Thursday, January 28, 2021

Missouri House Bill Would Eliminate Presidential Primary

A bill filed earlier this month in the Missouri House of Representatives would repeal the requirement to conduct a presidential primary in the Show-Me state. 

First term Representative Adam Schwadron (R-106th, St. Charles) on January 6 introduced HB 680. The legislation would strip out two separate sections of Missouri election law referring to the scheduling and conduct of a presidential preference primary election, thus eliminating the contest in future cycles. 

While there were a spate of Republican state parties that in 2019 canceled presidential primaries (or caucuses) in order to conduct precinct caucuses instead, those actions are more common than a 2024 cancelation in Missouri would be.

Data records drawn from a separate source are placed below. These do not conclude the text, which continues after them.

PR #213, opened 2025-07-31
Dev/add aws lc rs v0.1

### LINKED ISSUE #204: Add `aws-lc-rs` feature
The `verifier` feature uses `ring` for cryptographic functions.
The `ring` is in [low maintenance mode](https://github.com/briansmith/ring/discussions/2414), meaning it won't get any new features in the foreseeable future, for instance post-quantum ML-KEM support.

The ecosystem seems to bend towards `aws-lc-rs` for now.

It would be nice if `x509-parser` supports using this `aws-lc-rs` as `cryptographic` provider.

It would help with codebase auditing to ensure `ring` is no longer in the dependency tree

chifflier:
Add a new feature `verify-aws`, providing the same as `verify`, but based on `aws-lc-rs` instead of `ring`.
Closes #204 

Note: to avoid problems having possible mutually exclusive features and provide easier compatibility with previous code, it is possible to activate both features at the same time. In that case, `verify-aws` will be used (and not `ring`).

**important**: this PR is still marked as draft, for discussion in #204. If if is satisfying, it can be converted to a PR.

### DIFF
--- a/Cargo.toml
+++ b/Cargo.toml
@@ -38,17 +38,19 @@ rustdoc-args = ["--cfg", "docsrs"]
 
 [features]
 default = []
+verify-aws = ["aws-lc-rs", "verify"]
 verify = ["ring"]
 validate = []
 
 [dependencies]
+aws-lc-rs = { version = "1.0", optional = true }
 asn1-rs = { version = "0.8.0-beta.1", features=["bigint", "datetime"] }
 data-encoding = "2.2.1"
 lazy_static = "1.4"
 nom = "8.0"
 oid-registry = { version="0.9.0-beta.1", features=["crypto", "x509", "x962"] }
-rusticata-macros = "5.0"
 ring = { version="0.17.12", optional=true }
+rusticata-macros = "5.0"
 thiserror = "2.0"
 time = { version="0.3.35", features=["formatting"] }
 
--- a/.github/workflows/rust.yml
+++ b/.github/workflows/rust.yml
@@ -70,6 +70,7 @@ jobs:
           - --features=default
           - --all-features
           - --features=verify
+          - --features=verify-aws
           - --features=validate
     steps:
       - uses: actions/checkout@v4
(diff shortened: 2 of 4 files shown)


Cargo.toml
```diff
@@ -38,17 +38,19 @@ rustdoc-args = ["--cfg", "docsrs"]
 
 [features]
 default = []
+verify-aws = ["aws-lc-rs", "verify"]
```
soundofspace, line 41: While this will use `aws-lc-rs` it will also pull in `ring` which might be unwanted. So you probably want to keep these separate and use something like this instead
```
#[cfg(any(feature = "verify", feature = "verify-aws"))]
mod verify;

#[cfg(all(feature = "verify", not(feature = "verify-aws")))]
use aws_lc_rs::signature;

#[cfg(feature = "verify-aws")]
use aws_lc_rs::signature;
```

chifflier: Yeah, I was just doing a quick hack because I need all these cases to work correctly:
- `--features verify`
- `--features verify-aws`
- `--all-features`

I have to check, but if this provides a cleaner that would be great!

cpu:
> I updated the code and submitted a new PR

@chifflier Apologies for the meta-question, but is there a reason you prefer to open a 2nd PR instead of pushing updates based on the feedback to this one? (Either as new commits to be squash-merged when ready, or as a force push replacing the prev contents). 

I noticed you did that with the clippy PR as well. If you're open to changing styles I think keeping everything in one PR as much as possible makes it easier to track the evolution of the work & all the previous rounds of feedback in one place.

chifflier:
> @chifflier Apologies for the meta-question, but is there a reason you prefer to open a 2nd PR instead of pushing updates based on the feedback to this one? (Either as new commits to be squash-merged when ready, or as a force push replacing the prev contents).

I'm doing that because that's usual in many other open-source projects I contribute to (like suricata). This allows different reviews and help tracing the changes between each PR. It also helps keeping comments related to the real files they were related to.
Note: I'm not saying it's the best process, but a habit which also has its advantages.
As a simple rule, I'm not against pushing more commits, but I try to avoid rewriting the history (even in a PR).

PR #274, opened 2023-11-21
efi: remove deprecated APIs

chrisccoulson:
This removes deprecated APIs and test data, and will make it easier to
generate new mock binaries without having to adjust digests in associated
unit tests. I want to generate new mock grub binaries in another PR to add
the EFI prefix.

Note that this removes some data that is used by tools/gen-compattest-data,
but it turns out that a previous PR (https://github.com/snapcore/secboot/pull/156)
already removed test data required by it and it hasn't worked since then. I need
to rework how we test that changes are backwards compatible, so I'll fix that in
another PR.


chrisccoulson:
Ugh, of course, this also makes tools/gen-compatdata unusable, so I'll need to fix that first

pedronis (approved):
lgtm

> Ugh, of course, this also makes tools/gen-compatdata unusable, so I'll need to fix that first

if the data is checked in as we discussed and the tests pass and do not want to block on this, you can leave a TODO there and come back in a different PR

You can also comment out code at the same time to help landing things

PR #275, opened 2023-11-21
luks2: don't time tests to verify KDF settings

chrisccoulson:
There are a few tests where we time the KDF operation because there
isn't another way to determine if it was configured correctly by
cryptsetup. These tests have always been a little bit flaky, and they
have been significantly more so recently.
    
Stop timing them, and instead:
- in internal/luks2, just rely on the fact that we verify the expected
  commandline arguments were passed to cryptsetup. We have to assume
  that these options are correct, which is what the existing tests
  attempted to confirm.
- in crypt_test.go, ensure that we pass the correct target time to
  internal/luks2.


pedronis (approved):
+1

PR #280, opened 2024-01-17
Keydata v3 auxiliary primary rename and legacy keydata test

sespiros:
First 2 commits taken from https://github.com/chrisccoulson/secboot/tree/keydata-format-improvements-v2 and rebased on top of recent master.

This adds the following changes:
1) Renaming AuxiliaryKey to PrimaryKey
2) adds a basic legacy behavior test to ensure correct behavior for the upcoming changes related to the new keydata format.

### DIFF
--- a/keydata_test.go
+++ b/keydata_test.go
@@ -244,7 +244,7 @@ func (s *keyDataTestBase) TearDownSuite(c *C) {
 	RegisterPlatformKeyDataHandler(mockPlatformName, nil)
 }
 
-func (s *keyDataTestBase) newKeyDataKeys(c *C, sz1, sz2 int) (DiskUnlockKey, AuxiliaryKey) {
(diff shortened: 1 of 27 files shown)


keydata_test.go
```diff
@@ -1427,3 +1427,88 @@ func (s *keyDataSuite) TestReadAndWriteWithLegacySnapModelAuthKey(c *C) {
 	c.Check(err, IsNil)
 	c.Check(ok, testutil.IsTrue)
 }
+
+func (s *keyDataSuite) TestLegacyKeyData(c *C) {
```
pedronis, line 1431: this needs to be mentioned in the description and summary, as it is not quite related with the rename:

Keydata v3 auxilary primary rename and legady keydata test

etc

pedronis (approved):
thanks you for splitting it out, small remark about the new test vs the summary/description of this

keydata_test.go
sespiros: Changed the title and summary, thanks for pointing it out.

chrisccoulson (approved):

PR #282, opened 2024-02-01
Add plainkey platform

chrisccoulson:
This platform provides a way to unlock an encrypted container using a
key recovered from unlocking another container, and is suitable when
access to one encrypted container implies access to another one.

The intention of this is to replace the existing mechanism for unlocking
the save partition in run mode with something that uses a proper keyslot.

Keys are protected with a "platform key" - this is the key that is
stored in the first encrypted container. For the intended use case,
this key is stored inside the data partition, and then loaded by
snap-bootstrap, which should call plainkey.SetPlatformKeys before
unlocking the save partition.

Although normally there will only be a single key supplied to
SetPlatformKeys, it supports setting multiple keys and then matching
a key data object to the correct one. This is to support the possibility
of changing this key during reprovisioning (ie, as part of factory
reset), where there would need to exist 2 keys (the old and new one)
temporarily - this would prevent against loss of data if the process
was interrupted at any point.

### DIFF
--- a/plainkey/keydata.go
+++ b/plainkey/keydata.go
@@ -182,9 +182,8 @@ type platformKeyId struct {
 type keyData struct {
 	Version int `json:"version"`
 
-	// Nonce has a dual purpose - it provides a salt that is used to derive
-	// an encryption key from the platform key, and it provides the GCM nonce.
-	Nonce []byte `json:"nonce"`
+	Salt  []byte `json:"salt"`  // Used to derive the symmetric key from the platform key
+	Nonce []byte `json:"nonce"` // the GCM nonce
 
 	// PlatformKeyID is used to identify the loaded platform key to
 	// use for key recovery.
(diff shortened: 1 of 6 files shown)


plainkey/platform.go
```diff
@@ -0,0 +1,156 @@
...
+ * but WITHOUT ANY WARRANTY; without even the implied warranty of
+ * MERCHANTABILITY or FITNESS FOR A PARTICULAR PURPOSE.  See the
+ * GNU General Public License for more details.
+ *
+ * You should have received a copy of the GNU General Public License
+ * along with this program.  If not, see <http://www.gnu.org/licenses/>.
+ *
+ */
+
+package plainkey
```
pedronis, line 20: it would be good to have a doc comment for the package here.

probably a good idea to add one also for tpm2 at some point

plainkey/platform.go
```diff
@@ -0,0 +1,156 @@
...
+func SetPlatformKeys(keys ...[]byte) {
+	platformKeysMu.Lock()
+	platformKeys = keys
+	platformKeysMu.Unlock()
+}
+
+// AddPlatformKeys adds keys that will be used by this platform to recover other
+// keys. These are typically stored in and loaded from an encrypted container that is
+// unlocked via some other mechanism.
+func AddPlatformKeys(keys ...[]byte) {
```
pedronis, line 58: do we need this? anyway it seems not to be tested atm

plainkey/keydata.go
```diff
@@ -0,0 +1,264 @@
...
+	Alg    hashAlg `json:"alg"`
+	Salt   []byte  `json:"salt"`
+	Digest []byte  `json:"digest"`
+}
+
+type keyData struct {
+	Version int    `json:"version"`
+	Nonce   []byte `json:"nonce"`
+
+	PlatformKeyID platformKeyId `json:"platform-key-id"`
```
pedronis, line 183: it would be good to have a doc comment on this one

pedronis (commented):
thanks, some small comments

plainkey/platform.go
chrisccoulson: I've added a comment here now.

plainkey/platform.go
chrisccoulson: I've removed this.

plainkey/keydata.go
chrisccoulson: I added a comment here.

I added a comment for the Nonce field as well and then realized it didn't make sense because the field was holding 2 unrelated values. I've pushed another change that splits this into 2 distinct fields.

pedronis (approved):
thank you

PR #283, opened 2024-02-20
keydata_test.go: fix platform name test

sespiros:
newKeyDataKeys and mockProtectKeys was changed slightly after the recent key format changes and this test failed after the rebase.


chrisccoulson (approved):
Thanks, this looks ok to me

What prompted state parties in Alaska, Arizona, Kansas, Nevada and South Carolina to make those moves was that President Trump was running virtually unopposed for the Republican nomination. On the one hand, the maneuvering was viewed as a means of protecting the president. However, none of the prospective competition to Trump was ever really viable in a party that continued to overwhelmingly back the president. Through that lens, the actions were fairly normal for parties with incumbents seeking renomination largely unopposed. Often it is merely a cost-savings change. 

But Schwadron's bill in Missouri does not fit that trend. Missouri has shifted in the 21st century from general election bellwether to reliably red state for Republican candidates. And canceling -- or potentially canceling -- a presidential primary breaks 1) with a trend toward more presidential primaries in the post-reform era and 2) with a trend that only sees contrary movement on that front during uncontested cycles. 2024 is not shaping up to be an uncontested cycle on the Republican side. 

...unless former President Trump jumps into the race and is able to simultaneously ward off any viable competition. [Alternatively, this could be a means through which to aid a presidential bid from favorite son, Sen. Josh Hawley (R) should he opt to run and make it to the point on the calendar when hypothetical Missouri caucuses are held. see Rand Paul and Kentucky in 2015. That plan did not work.] Even then, this would be an atypical move by a Republican legislator much less in an early-ish Republican primary state. 

A link to this legislation has been added to the 2024 FHQ presidential primary calendar.